> [What needs to be done]:
Give back all the data exactly, line by line.
[Input for this task]
PR #3319, opened 2018-11-09
[skip ci] Extends check_devices tasks to non-collocated an lvm-batch scenarios

VasishtaShastry:
Extends check_devices tasks to non-collocated an lvm-batch scenarios
Tuned name of a task and error message to make it more user understandable

Fixes BZ 1648168 - ceph-validate : devices are not validated in non-collocated and lvm_batch scenario
Signed-off-by: VasishtaShastry <vipin.indiasmg@gmail.com>


roles/ceph-validate/tasks/main.yml
```diff
@@ -52,7 +52,7 @@
   when:
     - osd_group_name in group_names
     - not osd_auto_discovery | default(False)
-    - osd_scenario != "lvm" and devices is not defined
+    - osd_scenario != "lvm" or (osd_scenario == "lvm" and devices is defined)
```
andrewschoen: I think it'd be safe to just say ``- devices is defined`` here.

roles/ceph-validate/tasks/check_devices.yml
[/Input for this task]
> [Solution for this problem]:
PR #3319, opened 2018-11-09
[skip ci] Extends check_devices tasks to non-collocated an lvm-batch scenarios

VasishtaShastry:
Extends check_devices tasks to non-collocated an lvm-batch scenarios
Tuned name of a task and error message to make it more user understandable

Fixes BZ 1648168 - ceph-validate : devices are not validated in non-collocated and lvm_batch scenario
Signed-off-by: VasishtaShastry <vipin.indiasmg@gmail.com>


roles/ceph-validate/tasks/main.yml
```diff
@@ -52,7 +52,7 @@
   when:
     - osd_group_name in group_names
     - not osd_auto_discovery | default(False)
-    - osd_scenario != "lvm" and devices is not defined
+    - osd_scenario != "lvm" or (osd_scenario == "lvm" and devices is defined)
```
andrewschoen: I think it'd be safe to just say ``- devices is defined`` here.

roles/ceph-validate/tasks/check_devices.yml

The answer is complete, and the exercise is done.